Nell’ottica di unire la propria attività con l’arte contemporanea sarda, l’architetto cagliaritano Gaetano Lixi apre a Cagliari un nuovo spazio dedicato all’arte, LI, Cinquantuno. Lo spazio dello studio è stato organizzato inserendo elementi moderni, come pannelli verticali che ospitano le opere degli artisti, lasciando a vista le mura in pietra più antiche che si fondono in maniera armonica con gli spazi di una ex tipografia. All’interno di questo legame fra passato e presente si collocano, fin dall’entrata a dare un senso di continuità, le opere di Marco Pili (Nurachi, 1959).

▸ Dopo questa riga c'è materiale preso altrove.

PR #15, opened 2024-04-29
Feat/allocator

vilukissa68:
Adds allocator feature to HPC. This requires adding SDRAM to the HPC memory model.


examples/headsail-bsp/Cargo.toml
```diff
@@ -16,6 +16,7 @@ sysctrl-rt = [
 panic-uart = []
 hpc = []
 sysctrl = []
+allocator = ["dep:good_memory_allocator", "hpc"]
```
hegza: This feature is typically called `alloc` by convention.

examples/headsail-bsp/mem_hpc.x
hegza, line 1: I recommend splitting this link script to another file. Make one script that puts everything on SDRAM and another script that puts everything on boot RAM. This disambiguates "application level" programs from "bootloader" programs and helps with maintaining binary size limits when designing the boot stack later.

You'll need to update the reference in .cargo/config.toml and/or CMakeLists.txt where appropriate.

hegza (changes requested):

examples/headsail-bsp/Cargo.toml
vilukissa68: All references to allocator changed to alloc

examples/headsail-bsp/mem_hpc.x
vilukissa68: Added sdram feature to bsp that control the memory target during build. Modified build.rs file and cargo/config.toml in such a way that previous examples still work, but when using -Fsdram build targets sdram instead of bootram. Setting RUSTFLAGS manually when invoking build still works.

hegza:
Update with rebase to fix the FFI in CI. Looks about right otherwise. The link script configuration seems unconventional but that might be a personal bias of mine so we'll allow it :)

hegza (approved):

vilukissa68:
https://github.com/soc-hub-fi/headsail-vp/pull/18 should be merged before merging this PR so that the CI passes.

L’artista rifiuta la riproduzione della realtà esterna come semplice imitazione della natura e si impegna a creare una realtà artistica regolata da leggi proprie. Utilizza per le sue tele mezzi di espressione differenti, tutti sottratti alla natura come la sabbia, la terra, l’argilla, e li fonde con la colla, con i tessuti, con la cera, con le vernici. “Come un cercatore d’oro, individua i giacimenti di sostanze da far sedimentare, trattare, depurare, le prende in prestito alla natura – lo dice piano – per restituirle sotto forma d’arte” afferma Alessandra Menesini nella sua presentazione. Questi elementi naturali vengono plasmati con strumenti differenti, in una costante ricerca di sperimentazione: l’opera di spatole e pennelli si intreccia in armoniche composizioni.

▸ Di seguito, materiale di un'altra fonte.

PR #20, opened 2024-05-06
Adds PULP timer_unit driver for timer0

andstepan:
This is the driver implements the interfacing for the timer peripheral found in the headsail-vp. The peripheral found in the VP is not the PULP APB Timer, as specified in the Headsail documentation, but is the PULP Timer Unit ([https://github.com/pulp-platform/timer_unit](https://github.com/pulp-platform/timer_unit)). This means, that **this driver is valid for the VP ONLY**.

Summary of changes:
examples/headsail-bp/Cargo.toml: Added timer_unit module dependencies and example entry
examples/headsail-bp/src/lib.rs: Added timer_unit module
examples/headsail-bp/src/mmap.rs: Added timer0 address constant
examples/headsail-bp/src/timer_unit.rs: Driver implementation (New file)
examples/hpc/hello-hpc/examples/timer0.rs: Example implementation (New file)


vilukissa68:
For some reason @andstepan doesn't have rights to run the CI, so I approved this run.

vilukissa68:
Tested example with:
```sh
cargo run --example timer0 --target riscv64imac-unknown-none-elf
```
Works well!

examples/headsail-bsp/Cargo.toml
```diff
@@ -49,3 +50,8 @@ required-features = ["rt"]
 name = "alloc"
 path = "examples/alloc.rs"
 required-features = ["alloc", "rt", "sdram"]
+
+[[example]]
+name = "timer0"
+path = "examples/timer0.rs"
+required-features = ["rt"]
```
hegza, line 58: This entry implies that there should be an example under project `headsail-bsp` at location `examples/headsail-bsp/examples/timer0.rs". In reality, the example is located under project `hello-hpc` at `examples/hpc/hello-hpc/examples/timer0.rs`.

Pick one:

- Move the exercise from hello-hpc/examples to headsail-bsp/examples (**preferred**)
- Move the [[example]] entry from headsail-bsp/Cargo.toml to hello-hpc/Cargo.toml

examples/headsail-bsp/src/lib.rs
```diff
@@ -3,6 +3,7 @@
 
 pub mod sprintln;
 pub mod uart;
+pub mod timer_unit;
```
hegza, line 6: Since there may be several timers on the platform, an argument could be made that being very specific with the name might be a good idea, e.g. `pulp_timer_unit`. But after reconsidering, I do like `timer_unit` here more. I think its the perfect compromise of specificity and briefness.

examples/headsail-bsp/src/mmap.rs
```diff
@@ -1 +1,2 @@
 pub(crate) const UART0_ADDR: usize = 0xFFF00000;
+pub(crate) const TIMER0_ADDR: usize = 0x5_0000;
```
hegza, line 2: Thanks for adding the underscore here. I think it's generally a good idea to include those in the addresses.

examples/headsail-bsp/src/timer_unit.rs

L’artista unisce le diverse espressioni che caratterizzano l’astrattismo: la forma e la geometria, intesi come elementi razionali, si fondono alla funzione espressiva del colore, fattore più emozionale.
Nelle sue tele sagome silenziose e forme geometriche si stagliano a formare paesaggi, campi, tramonti e sconfinate pianure che ricordano la campagna oristanese, luogo d’infanzia dell’artista. “Paesaggi di polvere e fango, di gretti sbiancati, di zolle aggrumate. Terre calcinate leggere come talco, terre pallide che sanno di sale, terre scure carnose e rosse di argilla pastosa.” La forma espressiva del colore è un ingrediente fondamentale che caratterizza tutte le tele di Marco Pili: il nero più cupo e profondo si stende accanto al candido e luminoso bianco, tutte le possibili sfumature dei colori brulli della terra sono messi a contatto. E in ogni tela, a dare quasi l’idea del fuoco, è sempre presente il colore rosso, acceso come una piccola e incessante fiamma, a ravvivare paesaggi polverosi ed ingialliti. “Cacciatore di impronte, assaggiatore di zolle, poeta dei ampi, Marco Pili.”